Stored data entries:
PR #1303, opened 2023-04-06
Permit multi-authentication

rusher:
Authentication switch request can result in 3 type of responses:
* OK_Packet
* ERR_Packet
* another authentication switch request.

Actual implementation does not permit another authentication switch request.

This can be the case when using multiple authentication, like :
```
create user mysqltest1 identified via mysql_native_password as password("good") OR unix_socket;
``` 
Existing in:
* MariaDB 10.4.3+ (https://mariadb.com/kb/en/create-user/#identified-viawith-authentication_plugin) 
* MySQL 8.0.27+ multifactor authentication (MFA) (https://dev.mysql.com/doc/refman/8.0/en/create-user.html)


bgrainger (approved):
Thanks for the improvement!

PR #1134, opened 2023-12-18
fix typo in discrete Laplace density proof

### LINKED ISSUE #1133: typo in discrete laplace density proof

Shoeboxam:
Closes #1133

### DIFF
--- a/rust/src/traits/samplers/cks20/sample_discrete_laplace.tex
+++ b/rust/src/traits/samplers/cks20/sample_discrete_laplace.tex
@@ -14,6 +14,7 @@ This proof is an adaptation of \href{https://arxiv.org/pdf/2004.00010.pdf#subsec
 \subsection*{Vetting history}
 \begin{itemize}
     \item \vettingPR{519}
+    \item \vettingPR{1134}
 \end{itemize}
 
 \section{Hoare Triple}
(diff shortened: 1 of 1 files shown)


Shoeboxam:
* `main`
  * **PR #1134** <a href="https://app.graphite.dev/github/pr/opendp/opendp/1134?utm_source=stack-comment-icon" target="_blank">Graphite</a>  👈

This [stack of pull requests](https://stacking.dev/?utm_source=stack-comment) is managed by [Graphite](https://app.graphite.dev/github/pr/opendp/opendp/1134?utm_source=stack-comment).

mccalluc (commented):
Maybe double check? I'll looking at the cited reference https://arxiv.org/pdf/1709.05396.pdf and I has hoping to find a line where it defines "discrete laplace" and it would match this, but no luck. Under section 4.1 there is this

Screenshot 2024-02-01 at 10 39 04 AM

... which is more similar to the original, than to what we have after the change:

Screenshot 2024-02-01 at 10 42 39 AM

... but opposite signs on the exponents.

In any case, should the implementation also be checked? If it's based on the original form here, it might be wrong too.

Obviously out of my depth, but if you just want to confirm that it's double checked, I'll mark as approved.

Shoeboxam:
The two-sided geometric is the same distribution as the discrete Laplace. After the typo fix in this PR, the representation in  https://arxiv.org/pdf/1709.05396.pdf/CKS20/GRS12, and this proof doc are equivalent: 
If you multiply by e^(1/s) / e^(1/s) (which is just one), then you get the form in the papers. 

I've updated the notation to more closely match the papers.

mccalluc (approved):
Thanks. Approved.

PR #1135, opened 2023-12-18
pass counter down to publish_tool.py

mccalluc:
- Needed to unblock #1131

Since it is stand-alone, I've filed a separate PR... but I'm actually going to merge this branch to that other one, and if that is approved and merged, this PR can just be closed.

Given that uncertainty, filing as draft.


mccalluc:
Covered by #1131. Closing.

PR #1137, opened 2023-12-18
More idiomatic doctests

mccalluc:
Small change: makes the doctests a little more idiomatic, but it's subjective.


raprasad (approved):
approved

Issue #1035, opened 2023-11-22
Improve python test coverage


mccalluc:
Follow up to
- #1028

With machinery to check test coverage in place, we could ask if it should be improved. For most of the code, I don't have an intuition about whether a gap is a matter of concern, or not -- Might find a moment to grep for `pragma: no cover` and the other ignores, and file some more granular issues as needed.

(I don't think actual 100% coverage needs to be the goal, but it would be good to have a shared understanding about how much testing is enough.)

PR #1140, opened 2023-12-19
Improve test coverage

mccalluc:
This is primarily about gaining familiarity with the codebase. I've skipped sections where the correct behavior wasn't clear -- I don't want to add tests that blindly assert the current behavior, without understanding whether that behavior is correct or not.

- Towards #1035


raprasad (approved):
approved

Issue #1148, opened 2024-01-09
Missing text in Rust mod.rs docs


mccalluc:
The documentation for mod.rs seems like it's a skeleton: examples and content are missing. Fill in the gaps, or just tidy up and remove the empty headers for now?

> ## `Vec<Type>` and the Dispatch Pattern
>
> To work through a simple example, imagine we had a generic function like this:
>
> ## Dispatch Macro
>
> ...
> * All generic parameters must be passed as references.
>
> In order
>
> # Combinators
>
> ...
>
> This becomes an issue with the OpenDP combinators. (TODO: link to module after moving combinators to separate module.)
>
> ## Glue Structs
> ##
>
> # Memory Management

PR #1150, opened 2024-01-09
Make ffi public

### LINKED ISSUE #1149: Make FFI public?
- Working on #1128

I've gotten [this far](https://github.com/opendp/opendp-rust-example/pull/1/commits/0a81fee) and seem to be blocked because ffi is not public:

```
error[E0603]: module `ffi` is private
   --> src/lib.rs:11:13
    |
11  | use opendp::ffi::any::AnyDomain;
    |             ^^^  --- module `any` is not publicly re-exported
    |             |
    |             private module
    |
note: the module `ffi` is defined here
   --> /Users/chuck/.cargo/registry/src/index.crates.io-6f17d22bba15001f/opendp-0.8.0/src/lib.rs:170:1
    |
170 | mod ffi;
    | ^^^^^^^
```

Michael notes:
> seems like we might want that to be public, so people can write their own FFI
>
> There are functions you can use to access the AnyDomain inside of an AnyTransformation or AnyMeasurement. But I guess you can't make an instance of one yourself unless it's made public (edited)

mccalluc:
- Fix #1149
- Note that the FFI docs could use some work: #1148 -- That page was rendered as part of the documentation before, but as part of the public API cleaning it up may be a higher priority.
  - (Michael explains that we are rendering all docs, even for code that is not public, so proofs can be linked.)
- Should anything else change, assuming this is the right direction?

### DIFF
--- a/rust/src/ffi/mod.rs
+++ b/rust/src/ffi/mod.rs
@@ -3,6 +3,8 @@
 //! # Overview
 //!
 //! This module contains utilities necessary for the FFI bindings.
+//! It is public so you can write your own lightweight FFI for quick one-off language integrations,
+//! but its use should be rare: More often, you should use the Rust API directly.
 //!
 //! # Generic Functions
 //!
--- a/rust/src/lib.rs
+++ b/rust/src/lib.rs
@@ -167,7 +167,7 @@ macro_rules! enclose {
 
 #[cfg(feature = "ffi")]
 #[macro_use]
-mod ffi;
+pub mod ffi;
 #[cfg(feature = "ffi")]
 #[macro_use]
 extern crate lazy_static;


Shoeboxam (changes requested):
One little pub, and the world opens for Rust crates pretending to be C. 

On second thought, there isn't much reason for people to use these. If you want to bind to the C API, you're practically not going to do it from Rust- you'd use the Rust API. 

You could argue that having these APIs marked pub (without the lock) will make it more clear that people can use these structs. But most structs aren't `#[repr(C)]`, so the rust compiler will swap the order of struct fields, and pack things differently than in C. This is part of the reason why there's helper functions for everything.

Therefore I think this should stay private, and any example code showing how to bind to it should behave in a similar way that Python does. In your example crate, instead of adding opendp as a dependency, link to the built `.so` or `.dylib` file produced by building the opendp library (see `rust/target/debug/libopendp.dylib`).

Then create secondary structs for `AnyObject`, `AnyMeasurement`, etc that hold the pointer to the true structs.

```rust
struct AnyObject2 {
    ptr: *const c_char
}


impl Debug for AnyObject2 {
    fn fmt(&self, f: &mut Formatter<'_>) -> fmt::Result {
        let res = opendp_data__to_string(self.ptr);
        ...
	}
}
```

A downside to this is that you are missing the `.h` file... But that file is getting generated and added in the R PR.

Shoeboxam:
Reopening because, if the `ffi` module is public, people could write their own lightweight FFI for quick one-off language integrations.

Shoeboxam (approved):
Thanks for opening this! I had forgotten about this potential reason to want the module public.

• _Problem statement_: All lines in the records with the string "href" should be copied out.

• _The answer_:
@@ -14,6 +14,7 @@ This proof is an adaptation of \href{https://arxiv.org/pdf/2004.00010.pdf#subsec
  * **PR #1134** <a href="https://app.graphite.dev/github/pr/opendp/opendp/1134?utm_source=stack-comment-icon" target="_blank">Graphite</a>  👈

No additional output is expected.